Having intermittent problems getting .NET postback form to submit on Safari

         

nickthompson

3:42 pm on Feb 26, 2007 (gmt 0)

10+ Year Member



Hey all

Spent the best part of a week scratching my head on this one... :-(

The problem is with the search form at my site not submitting when using Safari. It's fine with nearly all other browsers, including Firefox (but not Konqueror).

This uses asp.net and the form uses .net's postback functionality.

The weird thing is it doesn't do it all the time. Here's what I know;

- The problem is that when pressing 'Search' the page does not navigate away from the current page. The progress bar does not show any sign of life.

- The site template is the same on all pages. However on my Mac I can search from the home page, search results page (eg. http://example.org.uk/default.aspx?w=boots), but not from any of the 'detail' pages (eg http://example.org.uk/Productions.aspx?id=323 or http://example.org.uk/Facilities.aspx?id=294 )

- My client (also on OS X Safari 1.3.2) tells me that they get same symptoms as above, plus they can't submit searches when they return to the home page after they've done one (successful) search. I have not seen this behaviour and can't replicate it.

- When the search form doesn't work, neither does the login form or the 'logout' link (only visible when you've logged in).
These also work using postbacks.

Does anyone know of any issues with Safari and postback forms? Or have any other explanation for my nightmares?!
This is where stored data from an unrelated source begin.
PR #27, opened 2015-04-26
player: add API to get global tag

codomania:


codomania:
I have pushed 4 commits on this branch to add the following new API's:
* gst_player_media_info_get_tags
* gst_player_media_info_get_title
* gst_player_media_info_get_container_format
* gst_player_media_info_get_cover_image

Let me know if I am on right path.

lib/gst/player/gstplayer-media-info-private.h
```diff
@@ -94,7 +94,11 @@ struct _GstPlayerMediaInfo
   GObject parent;
 
   gchar *uri;
+  gchar *title;
+  gchar *container;
   gboolean seekable;
+  GstTagList *tags;
+  GstBuffer *cover_image;
```
sdroege: Store the GstSample here. You don't need just the buffer but also the caps, and the info struct in the sample contains information if it's the front cover, back cover, etc.

lib/gst/player/gstplayer-media-info.c
```diff
@@ -540,6 +552,14 @@ gst_player_media_info_copy (GstPlayerMediaInfo * ref)
   info = gst_player_media_info_new (ref->uri);
   info->duration = ref->duration;
   info->seekable = ref->seekable;
+  if (ref->tags)
+    info->tags = gst_tag_list_copy (ref->tags);
```
sdroege: You can just take a new ref for the tag lists btw, also elsewhere where copying

lib/gst/player/gstplayer-media-info.c
```diff
@@ -540,6 +552,14 @@ gst_player_media_info_copy (GstPlayerMediaInfo * ref)
...
+  if (ref->title)
+    info->title = g_strdup (ref->title);
+  if (ref->container)
+    info->container = g_strdup (ref->container);
+  if (info->cover_image)
+    info->cover_image = gst_buffer_copy (info->cover_image);
```
sdroege: And for the buffer/sample too, and for the caps

lib/gst/player/gstplayer.c
```diff
@@ -1226,6 +1227,36 @@ request_state_cb (GstBus * bus, GstMessage * msg, gpointer user_data)
...
+  GstTagList *tags = NULL;
+
+  gst_message_parse_tag (msg, &tags);
+
+  if (gst_tag_list_get_scope (tags) == GST_TAG_SCOPE_GLOBAL) {
+    g_mutex_lock (&self->lock);
+    if (self->media_info) {
+      if (self->media_info->tags) {
+        gst_tag_list_unref (self->media_info->tags);
+        self->media_info->tags = tags;
```
sdroege: I think the last line should be outside the if, otherwise you only set tags if they were previously set

lib/gst/player/gstplayer.c
```diff
@@ -1226,6 +1227,36 @@ request_state_cb (GstBus * bus, GstMessage * msg, gpointer user_data)
...
+      }
+    }
+    else {
+      if (self->global_tags)
+        gst_tag_list_unref (self->global_tags);
+      self->global_tags = tags;
+    }
+    g_mutex_unlock (&self->lock);
+
+    GST_DEBUG_OBJECT (self, "updating global tags");
```
sdroege: You probably want to emit the media-info-updated signal here as the tags have updated (but only if we had a media-info)

lib/gst/player/gstplayer.c
```diff
@@ -1787,6 +1818,105 @@ subtitle_changed_cb (GObject * object, gpointer user_data)
...
+
+  return title;
+}
+
+static void *
+get_container (GstTagList *tags)
+{
+  gchar *container = NULL;
+
+  gst_tag_list_get_string (tags, GST_TAG_CONTAINER_FORMAT, &container);
```
sdroege: As a fallback, you could also get the caps from the source's srcpad (playbin's "source" property). It might contain caps. Or check the file extension in the URI if any. Maybe just add a TODO comment here for the future

lib/gst/player/gstplayer.c
```diff
@@ -1787,6 +1818,105 @@ subtitle_changed_cb (GObject * object, gpointer user_data)
...
+    caps = gst_sample_get_caps (sample);
+    caps_struct = gst_caps_get_structure (caps, 0);
+    gst_structure_get_enum (caps_struct,
+        "image-type", GST_TYPE_TAG_IMAGE_TYPE, &type);
+
+    if ((type == GST_TAG_IMAGE_TYPE_FRONT_COVER) ||
+        (type == GST_TAG_IMAGE_TYPE_BACK_COVER)) {
+      cover_sample = sample;
+    }
+    gst_caps_unref (caps);
```
sdroege: You don't have to unref the caps, they are owned by the sample

lib/gst/player/gstplayer.c
```diff
@@ -1796,6 +1926,7 @@ gst_player_media_info_create (GstPlayer * self)
   GST_DEBUG_OBJECT (self, "begin");
   media_info = gst_player_media_info_new (self->uri);
   media_info->duration = gst_player_get_duration (self);
+  media_info->tags  = self->global_tags;
```
sdroege: And set self->global_tags to NULL. Otherwise you might free them twice.

Also unref global_tags in stop_internal(), finalize() and emit_error()

codomania:
updated patch with your review feedback. I have still kept the as gst_player_media_info_get_cover_image(), let me know if you recommend changing to *_cover_sample () since now we return GstSample*

codomania:
I have tried some media files but none of them contained global tags, do you have any file which contains global tags ? Just wanted to verify the global_tags code path.

sdroege:
Do you get global-scope tags when playing an Ogg, MP4, Matroska file?

codomania:
i do not see global tags. I always get local tags (i have tried ~/Downloads/Sintel_DivXPlus_6500kbps.mkv, ~/Download/300.mp4 tests/media/audio-video.ogg) and several others. I am using 14.10 
brijesh@brijesh-M11BB:~/gst-player$ gst-launch-1.0 --version
gst-launch-1.0 version 1.4.3
GStreamer 1.4.3
https://launchpad.net/distros/ubuntu/+source/gstreamer1.0

sdroege:
I think that's this bug here: https://bugzilla.gnome.org/show_bug.cgi?id=679768

matroska demuxer is sending global tags, and then downstream is breaking it and only sends stream tags

sdroege:
Actually this was a different bug: http://cgit.freedesktop.org/gstreamer/gst-plugins-good/commit/?id=9119fbd774093e3ae762c8652acd80d54b2c3b45 http://cgit.freedesktop.org/gstreamer/gstreamer/commit/?id=18b058100940bdcaed86fa412e3582a02871f995

sdroege:
At least gst-discoverer-1.0 shows the container-format tag now. gst-player still does not show it as part of the per-stream tag lists and also gets no global tag message.

codomania:
in gst-player we are building media info with "audio", "video" and "subtitle" tags received thru playbin and for global tags we are looking into bus tags message callback. And so for my debug indicated that bus tag message callback is getting local tags (same tags we get via <*>_tags_changed signal). In gst-discoverer they have four stream types "audio", "video", "sub" and "container". In our case we are missing "container" stream type. But I am thinking why do we need container stream type, what player would do with container stream type information ? our version of gst_media_info_get_container_format() is taking the following approach to get the container name (just in case player would to get that information):
* look for GST_TAG_CONTAINER_FORMAT in global tag
* if global tag does not exist:
  * try to look for GST_TAG_CONTAINER_FORMAT in video stream tags
  * if not found, try to look for it in audio stream tag.
By using the above approach so far we have managed to get the container format string. 

I am using the same approach for "media_info_get_title()",  "media_info_get_cover_image()" and "media_info_get_container_format()".  In my above patch gst-play prints the container_format string as expected. Only part i wanted to understand is why we never get the global tags in our callback and sounds like its bug.  What's your recommendation, should I build the gst source from latest tree and try our code to verify the global tag path ?

codomania:
ah i just noticed that you made commit today in those repos. I have typically used the gst builds from distro. Let me give a shot to build from git and see if I can work on gst-player to verify the global tag logic.

sdroege:
The "container" stuff in gst-discoverer (and the topology in general) is confusing and a wart in the API :)

What you do in the code is correct, it just doesn't work (you never get global scope tags) because of GStreamer bugs (in specific the one I linked above).

codomania:
the above commit adds support to display cover art (when available) in gtk-play.

codomania:
found small bug in gtk uri list iterator logic, the commit e0b1333b979ab0fea9cbb1bf7289d340ad7078c6 fixes this.

The problem can be reproduced by using the following options
$ ./gtk/gtk-play ~/Download/sample.mp4 ~/Download/sample.mp4 ~/Download/sample1.mp4 
The above args cause next button to never play sample1.mp4 and also prev button causes g_assertion

gtk/gtk-play.c
```diff
@@ -55,6 +59,9 @@ typedef struct
   GtkWidget *media_info;
   gulong seekbar_value_changed_signal_id;
   gboolean playing;
+  GdkPixbuf *cover_pixbuf;
+  GstSample *cover_sample;
+  GMutex lock;
```
sdroege: Why do we need a mutex here? All signals should be emitted from the main thread

gtk/gtk-play.c
```diff
@@ -662,12 +710,121 @@ eos_cb (GstPlayer * unused, GtkPlay * play)
...
+  buffer = gst_sample_get_buffer (sample);
+  caps = gst_sample_get_caps (sample);
+  caps_struct = gst_caps_get_structure (caps, 0);
+
+  gst_structure_get_enum (caps_struct, "image-type",
+      GST_TYPE_TAG_IMAGE_TYPE, &type);
+
+  /* FIXME: Should we check more type ?? */
+  if ((type != GST_TAG_IMAGE_TYPE_FRONT_COVER) &&
+      (type != GST_TAG_IMAGE_TYPE_UNDEFINED)) {
```
sdroege: GST_TAG_IMAGE_TYPE_NONE maybe

gtk/gtk-play.c
```diff
@@ -662,12 +710,121 @@ eos_cb (GstPlayer * unused, GtkPlay * play)
...
+    return NULL;
+  }
+
+  loader = gdk_pixbuf_loader_new ();
+  if (gdk_pixbuf_loader_write (loader, info.data, info.size, &err) &&
+      gdk_pixbuf_loader_close (loader, &err)) {
+    pixbuf = gdk_pixbuf_loader_get_pixbuf (loader);
+    if (pixbuf)
+      g_object_ref (pixbuf);
+    else {
```
sdroege: Add some { and } to the if case

docs/lib/gst-player-sections.txt
```diff
@@ -82,6 +82,11 @@ GstPlayerSubtitleInfo
 
 gst_player_media_info_get_uri
 gst_player_media_info_get_duration
+gst_player_media_info_get_title
+gst_player_media_info_get_container_format
+gst_player_media_info_is_seekable
+gst_player_media_info_get_cover_image
```
sdroege: Cover image seems to specific for the API here IMHO. Should be something more generic

gtk/gtk-play.c
```diff
@@ -638,15 +678,23 @@ eos_cb (GstPlayer * unused, GtkPlay * play)
...
       gtk_widget_set_sensitive (play->next_button, g_list_next (next) != NULL);
 
       gtk_widget_set_sensitive (play->media_info, FALSE);
+      g_mutex_lock (&play->lock);
+      if (play->cover_pixbuf)
+        g_object_unref (play->cover_pixbuf);
+      play->cover_pixbuf = NULL;
+      play->cover_sample = NULL;
+      g_mutex_unlock (&play->lock);
+      gtk_widget_hide (play->video_area);
```
sdroege: The hiding and showing all the time will probably cause some flickering

lib/gst/player/gstplayer.c
```diff
@@ -1226,6 +1240,60 @@ request_state_cb (GstBus * bus, GstMessage * msg, gpointer user_data)
 }
 
 static void
+media_info_update (GstPlayer *self, GstPlayerMediaInfo *info)
+{
+  if (info->title) {
+    g_free (info->title);
+    info->title = get_from_tags (self, info, get_title);
```
sdroege: You want to do the assignment outside the if (also for the following lines)

lib/gst/player/gstplayer.c
```diff
@@ -1226,6 +1240,60 @@ request_state_cb (GstBus * bus, GstMessage * msg, gpointer user_data)
...
+{
+  GstPlayer *self = GST_PLAYER (user_data);
+  GstTagList *tags = NULL;
+
+  gst_message_parse_tag (msg, &tags);
+
+  GST_DEBUG_OBJECT (self, "recieved %s tags",
+    gst_tag_list_get_scope(tags) == GST_TAG_SCOPE_GLOBAL ? "global":"local");
+
+  if (gst_tag_list_get_scope (tags) == GST_TAG_SCOPE_GLOBAL) {
```
sdroege: Maybe add a comment here linking to the relevant GStreamer bug

lib/gst/player/gstplayer.c
```diff
@@ -1226,6 +1240,60 @@ request_state_cb (GstBus * bus, GstMessage * msg, gpointer user_data)
...
+static void
+tags_cb (GstBus * bus, GstMessage *msg, gpointer user_data)
+{
+  GstPlayer *self = GST_PLAYER (user_data);
+  GstTagList *tags = NULL;
+
+  gst_message_parse_tag (msg, &tags);
+
+  GST_DEBUG_OBJECT (self, "recieved %s tags",
+    gst_tag_list_get_scope(tags) == GST_TAG_SCOPE_GLOBAL ? "global":"local");
```
sdroege: The scopes are GLOBAL and STREAM, not LOCAL :)

gtk/gtk-play.c
codomania: play->cover_pixbuf is accessed by both gtk_widget_queue_draw() and media_info_updated_cb ()  hence I was using mutex. The idea is media_info_updated_cb() updates the pixbuf and draw function draw's the updated picture.

docs/lib/gst-player-sections.txt
codomania: how does gst_player_media_info_get_image_sample () sounds ? this name tells exactly what we are returning :)

gtk/gtk-play.c
sdroege: They're guaranteed both to be called from the main thread only :)

docs/lib/gst-player-sections.txt
sdroege: I don't have a better idea, so let's go with that :)

gtk/gtk-play.c
codomania: ah got it.. should have reminded myself that  its gtk app and not gstplayer lib :)

codomania:
updated the patch with your review feedback.

codomania:
added new patch to add popup menu for track selection. It seems disabling the video is unstable in gstreamer playbin. When i disable the video then audio is also stopped.. it works okay only ximagesink is used but with overlay it causes pipeline to hang. It seems like either playbin has some bug or disabling the video on-fly is not supported feature in gstreamer. let me know your though ?

sdroege:
Thanks, I'll take a look at the new patches after the weekend at latest :)


Supporting the video on-the-fly is supposed to work, and what you observed there is a bug. Currently stream switching and disabling/enabled during playback is not 100% reliable... but having this feature implemented here will give yet another reason to fix that soonish :)

codomania:
okay sure, take your time. Yes now we  have reason to fix on-the-fly disable/enable and switching tracks :). I did some basic test and track selection is working okay, only part is something cover art is not displayed as soon as we draw it.. need to scale or focus the window to redraw it.. looks like i am missing on calling some gtk API to refresh our drawing area.

codomania:
I looked at why my cover art is not getting displayed as soon as I disable the video. It does seem that we are doing right things from application.  In debug, I found that g_object_set (G_OBJECT(playbin), "current-*", <value>) is not a blocking call. So after disabling the video I immediately display the cover art but in background playbin is still removing the video pad and as part of removal of pad imagesink calls its reset function which repaints background in black color and if my cover art is displayed before this painting then it gets repainted.. 

If I delay cover art display by a second then it works as expected. This is hinting us with two choices
- fix playbin to make the flag setting call blocking.
- or run a idle loop in gtk and call cover art display.

sdroege:
Alternatively it should also work to either set the window handle to NULL, or to have two separate widgets (one for the image, one for the video) and hide/show them accordingly. By giving away the window handle you basically give away all control of the window and can't really do anything with it anymore.

codomania:
Yes we can do that also but like you pointed in previous patch that disabling and enabling the widgets will cause a small flicker. It's not that bad looking flicker but still. So in my patch i did implemented a simple idle loop to queue any draw event (if video or subtitle is not active). That will ensure that whatever pixbuf we render will be eventually get display. I am open to any of the options you would like to take..

sdroege:
I think in this case the flickering is ok :) But maybe take a look at how totem manages this

codomania:
:) I looked at totem and unfortunately it does not have support enabling/disabling the tracks. Looks at this hinting me that we have much more features than exported by totem :)  I looked at totem menu and all i see is options to choose different subtitle tracks but other than it does not have option to choose different audio track or video tracks or disable audio or video track.

I will go ahead and implement two different widget (one for video and one for image) and will show and hide the widget accordingly. I have tried it and it does not look bad at all. it's pretty smooth transition.

codomania:
So today i upgrade to Ubuntu 15.04 and it came with later version of gtk (i.e gtk 3.15) and gtk_widget_set_double_buffered () is deprecated in this release. It seems like this API is not portable and it may work for now but may not work with Wayland or Mir backend hence recommendation is not to use this. Should I remove this from our gtk app ?

sdroege:
Yes, that can be removed, thanks!

sdroege:
We also use some other deprecated API btw, feel free to clean that up

sdroege:
I merged some of the commits already, everything else is reviewed

codomania:
okay, i am breaking down commits for easy review.

codomania:
in this pull lets review and merge track selection support and once its done then will create a new pull request to handle covert art thing. i will soon incorporate ur feedback on track selection and push updated patch

sdroege:
Sure, whatever works best for you :)

codomania:
okay patches are now ready. I have taken out cover art stuff. Please let me know your review feedback. I think once this patch is merge then we can take a look into gstreamer to see what is happening with disabling tracks on-the-fly and how we can fix it :)

codomania:
BTW, I remember seeing your comment/question on playbin restore flag but somehow its now lost in our thread. Actually in testing i disabled the audio track and then hit next to play next uri and could not hear anything. so that clearly indicated that track is disable. And yes it was.

So I decided to look into other players and see how they work. I did same in VLC and vlc restore to original state when you change to next uri. Hence I thought gstplayer should behave the similar. But i am fine with not restoring it. I guess user can anyway go to track selection menu and can see that track is disabled hence he/she is not seeing/hearing anything.. for now i have dropped that patch from this series.

sdroege:
I don't have a strong opinion on this, it just seems weird if properties change under the hood without the application knowing :) Maybe let's create a ticket about this so we don't forget

codomania:
sure, will create a ticket and we can revisit it later.

sdroege:
Thanks, merged this all :)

As ever, any help appreciated.

Nick

[edited by: encyclo at 7:55 pm (utc) on Feb. 26, 2007]
[edit reason] examplified, see TOS [webmasterworld.com] [/edit]

whoisgregg

4:18 pm on Feb 26, 2007 (gmt 0)

WebmasterWorld Senior Member 10+ Year Member



Welcome to WebmasterWorld [webmasterworld.com], nickthompson!
WebmasterWorld has a policy of not allowing "fix my site" type posts and not permitting URLs. Thankfully you've included enough detail describing the problem where we should still be able to help out once the URLs are snipped. That said... :)

I can confirm the bug exists only on the 'detail' pages using Safari Version 2.0.4 (419.3).

I don't have experience with .NET postback forms. The main differences between a working page and a non-working page is the

<input type="hidden" name="__VIEWSTATE" id="__VIEWSTATE" value="" />
value is different and then the 'detail' pages have four additional external javascript calls.

So, it's likely the problem is with one of these two things...

A google search for "safari .net postback bug" brings up one issue where the poster says they solved a problem of Safari "mangling the view state on this one page and only in certain situations" by "serializing the view sate and storing it in the session object."

Beyond that... Dunno. :/

nickthompson

4:53 pm on Feb 26, 2007 (gmt 0)

10+ Year Member



Oops... sorry. I understood it was just promotional URL's that were not permitted. I'll definitely bear in mind for future posts. Also hoping this might help people in a similar predicament if we can identify whether this is actually a bug with Safari or not.

Thanks for your response. I have seen that other post - unfortunately the suggested solution is one that would have an effect on the server load that would scale, and I'm finding it hard to believe that it's necessary to go to such lengths to get .net and Safari talking.

We've tried taking out javascript calls with little success. I'll look more into the differences you highlighted and report back here.

Cheers Gregg

Nick

nickthompson

12:46 pm on Feb 27, 2007 (gmt 0)

10+ Year Member



Okay, a little more info on the Safari / .net 'bug'...

I don't have experience with .NET postback forms. The main differences between a working page and a non-working page is the <input type="hidden" name="__VIEWSTATE" id="__VIEWSTATE" value="" /> value is different

I believe by value you're referring to the long string that represents the viewstate. This is a built in part of .net that's included in all forms by default. It stores everything to do with the user's session, including form data. If this is the problem then I'd expect .net to have a problem with Safari in general. My Google searches have brought up surprisingly little on this.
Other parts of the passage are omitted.